Demonstracje ruchu Occupy Central, który domaga się utrzymania autonomii politycznej Hongkongu zgodnie z zasadą „jedno państwo, dwa systemy", odbywają się regularnie od kilku miesięcy. Ich uczestnicy bronią wolności słowa i prawa do bezpośrednich wyborów władz, co gwarantuje miastu umowa z Wielką Brytanią, na mocy której Londyn zrzekł się w 1997 r. zwierzchności nad swoją byłą kolonią. Powszechną niechęć wywołuje realizujący na miejscu politykę Pekinu gubernator Leung Chun-ying. Największy do tej pory marsz odbył się 1 lipca, kiedy mimo ulewnego deszczu na ulice wyległo ok. 180 tys. ludzi.

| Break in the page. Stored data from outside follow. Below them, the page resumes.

PR #202, opened 2022-05-19
Additional loo utilities

LeeviLindgren:
Hi!

This PR adds functions to compute additional LOO utilities: mean absolute error, mean squared error, and root mean squared error for regression problems and accuracy and balanced accuracy for binary classification. I have already discussed this with @avehtari and opened a PR for more discussion and feedback.


avehtari:
I think this PR could be merged adding just the loo_predictive_error function, but it would be useful to think the bigger picture and how we could support loo_compare with different criteria

jgabry:
Looking at this now. Sorry for the delay!

jgabry:
@LeeviLindgren Thanks for the PR! Sorry for the delay in reviewing it. I'll make a few review comments now, but can you also edits from maintainers? You can do that by following the instructions here:  https://docs.github.com/en/pull-requests/collaborating-with-pull-requests/working-with-forks/allowing-changes-to-a-pull-request-branch-created-from-a-fork

R/loo_predictive_error.R
```diff
@@ -0,0 +1,200 @@
...
+#' @examples
+#' \donttest{
+#' if (requireNamespace("rstanarm", quietly = TRUE)) {
+#' # Use rstanarm package to quickly fit a model and get both a log-likelihood
+#' # matrix and draws from the posterior predictive distribution
+#' library("rstanarm")
+#'
+#' # data from help("lm")
+#' d <- data.frame(
+#'   weight = c(ctl, trt),
```
jgabry, line 61: This currently results in an error because `ctl` and `trt` are not defined.

R/loo_predictive_error.R
```diff
@@ -0,0 +1,200 @@
...
+#'   group = gl(2, 10, 20, labels = c("Ctl","Trt"))
+#' )
+#' fit <- stan_glm(weight ~ group, data = d, refresh = 0)
+#' ll <- log_lik(fit)
+#' r_eff <- relative_eff(exp(-log_ratios), chain_id = rep(1:4, each = 1000))
```
jgabry, line 66: `log_ratios` isn't defined anywhere so this will error

R/loo_predictive_error.R
```diff
@@ -0,0 +1,200 @@
...
+      identical(ncol(x), length(y)),
+      identical(dim(x), dim(ll))
+    )
+    pred_error <- match.arg(pred_error)
+    psis_object <- psis(-ll, r_eff = r_eff)
+    pred_loo <- E_loo(x, psis_object = psis_object, log_ratios = -ll, ...)$value
+
+    predictive_error_fun <- .loo_predictive_error_fun(pred_error)
+
+    return(predictive_error_fun(y, pred_loo))
```
jgabry, line 103:
```suggestion
    predictive_error_fun(y, pred_loo)
```

R/loo_predictive_error.R
```diff
@@ -0,0 +1,200 @@
...
+#' Mean absolute error
+#'
+#' @noRd
+#' @param y A vector of observed values
+#' @param yhat A vector of predictions
+.mae <-function(y, yhat) {
+  stopifnot(length(y) == length(yhat))
+  n <- length(y)
+  e <- abs(y - yhat)
+  return(list(estimate = mean(e), se = sd(e) / sqrt(n)))
```
jgabry, line 135:
```suggestion
  list(estimate = mean(e), se = sd(e) / sqrt(n))
```

R/loo_predictive_error.R
```diff
@@ -0,0 +1,200 @@
...
+#' Mean squared error
+#'
+#' @noRd
+#' @param y A vector of observed values
+#' @param yhat A vector of predictions
+.mse <-function(y, yhat) {
+  stopifnot(length(y) == length(yhat))
+  n <- length(y)
+  e <- (y - yhat)^2
+  return(list(estimate = mean(e), se = sd(e) / sqrt(n)))
```
jgabry, line 147:
```suggestion
  list(estimate = mean(e), se = sd(e) / sqrt(n))
```

R/loo_predictive_error.R
```diff
@@ -0,0 +1,200 @@
...
+#' @param yhat A vector of predictions
+.accuracy <- function(y, yhat) {
+  stopifnot(length(y) == length(yhat),
+            all(y <= 1 & y >= 0),
+            all(yhat <= 1 & yhat >= 0))
+  n <- length(y)
+  yhat <- as.integer(yhat > 0.5)
+  acc <- as.integer(yhat == y)
+  est <- mean(acc)
+  return(list(estimate = est, se = sqrt(est * (1-est) / n) ))
```
jgabry, line 176:
```suggestion
  list(estimate = est, se = sqrt(est * (1-est) / n) )
```

R/loo_predictive_error.R
```diff
@@ -0,0 +1,200 @@
...
+  yhat <- as.integer(yhat > 0.5)
+  mask <- y == 0
+
+  tn <- mean(yhat[mask] == y[mask]) # True negatives
+  tp <- mean(yhat[!mask] == y[!mask]) # True positives
+
+  bls_acc <- (tp + tn) / 2
+  # This approximation has quite large bias for small samples
+  bls_acc_var <- (tp * (1 - tp) + tn * (1 - tn)) / 4
+  return(list(estimate = bls_acc, se = sqrt(bls_acc_var / n)))
```
jgabry, line 198:
```suggestion
  list(estimate = bls_acc, se = sqrt(bls_acc_var / n))
```

R/loo_predictive_error.R
```diff
@@ -0,0 +1,200 @@
...
+loo_predictive_error <- function(x, ...) {
+  UseMethod("loo_predictive_error")
+}
+
+#' @rdname loo_predictive_error
+#' @export
+loo_predictive_error.default <-
+  function(x,
+           y,
+           ll,
```
jgabry, line 87: I wonder if we should call the argument `log_lik` instead of `ll` since for `psis()` we have an argument `log_ratios` and not `lr`. Not a big deal either way. @avehtari What do you think?

R/loo_predictive_error.R
```diff
@@ -0,0 +1,200 @@
...
+           pred_error = c("mae", "rmse", "mse", "acc", "balanced_acc"),
```
jgabry, line 88: What do you (and @avehtari) think about the name `metric` instead of `pred_error`?

jgabry (commented):
This looks great, thanks! I made a bunch of comments/suggestions but they're all really minor.

LeeviLindgren:
> @LeeviLindgren Thanks for the PR! Sorry for the delay in reviewing it. I'll make a few review comments now, but can you also edits from maintainers? You can do that by following the instructions here: https://docs.github.com/en/pull-requests/collaborating-with-pull-requests/working-with-forks/allowing-changes-to-a-pull-request-branch-created-from-a-fork

Thanks for the comments, I will take a look! Edits from maintainers should be allowed.

LeeviLindgren:
@avehtari also suggested that it would be nice to support model comparison using these additional metrics. I suggest we try to merge this PR which implements the metrics, and I can start working on the functionality to support comparison. The initial idea I had was to write a method for `loo_compare` for `loo_predictive_error`-class (we can also come up with another name). What do you think @jgabry?

jgabry:
Thanks for the updates. Waiting to hear from @avehtari on the couple of questions in my review comments (about the argument names) but after that we can merge this (assuming the GitHub Actions checks pass). 

> @avehtari also suggested that it would be nice to support model comparison using these additional metrics. I suggest we try to merge this PR which implements the metrics, and I can start working on the functionality to support comparison. The initial idea I had was to write a method for `loo_compare` for `loo_predictive_error`-class (we can also come up with another name). Users could then pass output from the calls to `loo_predictive_error` to `loo_compare`. What do you think @jgabry?

Yeah I agree it would be nice to be able to do model comparison with these. My initial thought is that your suggestion of using a class and a `loo_compare` method seems like a good approach.

R/loo_predictive_error.R
avehtari: longer name is more descriptive, and thus better

R/loo_predictive_error.R
avehtari: Good idea, I like `metric`, especially as "acc" is not an error

avehtari:
I agree with @jgabry's suggestions

R/loo_predictive_error.R
LeeviLindgren: I think it would also then make sense to call the function `loo_predictive_metric`, any opinions on this?

R/loo_predictive_error.R
jgabry: Ok let's go with `log_lik`. @LeeviLindgren Can you update the argument name?

R/loo_predictive_error.R
jgabry: Yeah I suppose if we're including metrics that aren't errors then `loo_predictive_error` isn't the best name.

R/loo_predictive_error.R
```diff
@@ -0,0 +1,202 @@
...
+#' # data from help("lm")
+#' ctl <- c(4.17,5.58,5.18,6.11,4.50,4.61,5.17,4.53,5.33,5.14)
+#' trt <- c(4.81,4.17,4.41,3.59,5.87,3.83,6.03,4.89,4.32,4.69)
+#' d <- data.frame(
+#'   weight = c(ctl, trt),
+#'   group = gl(2, 10, 20, labels = c("Ctl","Trt"))
+#' )
+#' fit <- stan_glm(weight ~ group, data = d, refresh = 0)
+#' ll <- log_lik(fit)
+#' r_eff <- relative_eff(exp(-ll), chain_id = rep(1:4, each = 1000))
```
jgabry, line 68: I think the doc needs to be regenerated one more time so that the .Rd file includes this change to `-ll` instead of `log_ratios`. That's why R cmd check is failing but the unit tests are passing.

LeeviLindgren:
- I changed the function to `loo_predictive_metric`
- Updated the wording in docs to match the updates
- `ll` argument is now called `log_lik`
- `pred_error` argument is now called `metric`

jgabry:
Looks good, thanks! Merging now.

W ostatnią niedzielę w mieście odbyła się jednak demonstracja o niespotykanym wcześniej charakterze: jej uczestnicy wymachiwali flagami ChRL, wznosili hasła poparcia dla władz w Pekinie i potępiali „wichrzycieli", którzy jakoby chcą zburzyć spokój w największym centrum finansowym Azji Wschodniej. Wobec dominujących w mieście nastrojów opozycyjnych wystąpienie wzbudziło zdziwienie, a przede wszystkim wątpliwości co do spontanicznego udziału tysięcy ludzi. Policja twierdzi, że demonstrantów było blisko 120 tys., jednak liczba ta może być zawyżona.
Już w poniedziałek największe hongkońskie media oskarżyły organizatorów propekińskich demonstracji z organizacji Związek na rzecz Pokoju i Demokracji o werbowanie ich uczestników za pieniądze.
Według informacji dziennikarzy chętni do popierania Pekinu mieli otrzymywać od 200 do 800 dolarów hongkońskich (75–300 zł) od anonimowych organizatorów. Ekipa telewizji informacyjnej Cable TV dyskretnie towarzyszyła nawet jednej z grup werbowników i udokumentowała zbieranie „ochotników" na przedmieściach Hongkongu. Otrzymali oni zapłatę, a potem przewożeni byli podstawionymi autobusami na miejsce zbiórki w centrum miasta.
Grupy „spontanicznych demonstrantów" zbierały się w okolicach Victoria Park, a potem maszerowały w kierunku centrum biznesowego. W odróżnieniu od wystąpień młodzieży z ruchu Occupy Central tym razem dominowali ludzie wyraźnie starsi. Na zorganizowany charakter demonstracji wskazywało też zbieranie w podgrupach członków poszczególnych organizacji, przybyszów z chińskich prowincji, a nawet pracowników poszczególnych dużych firm.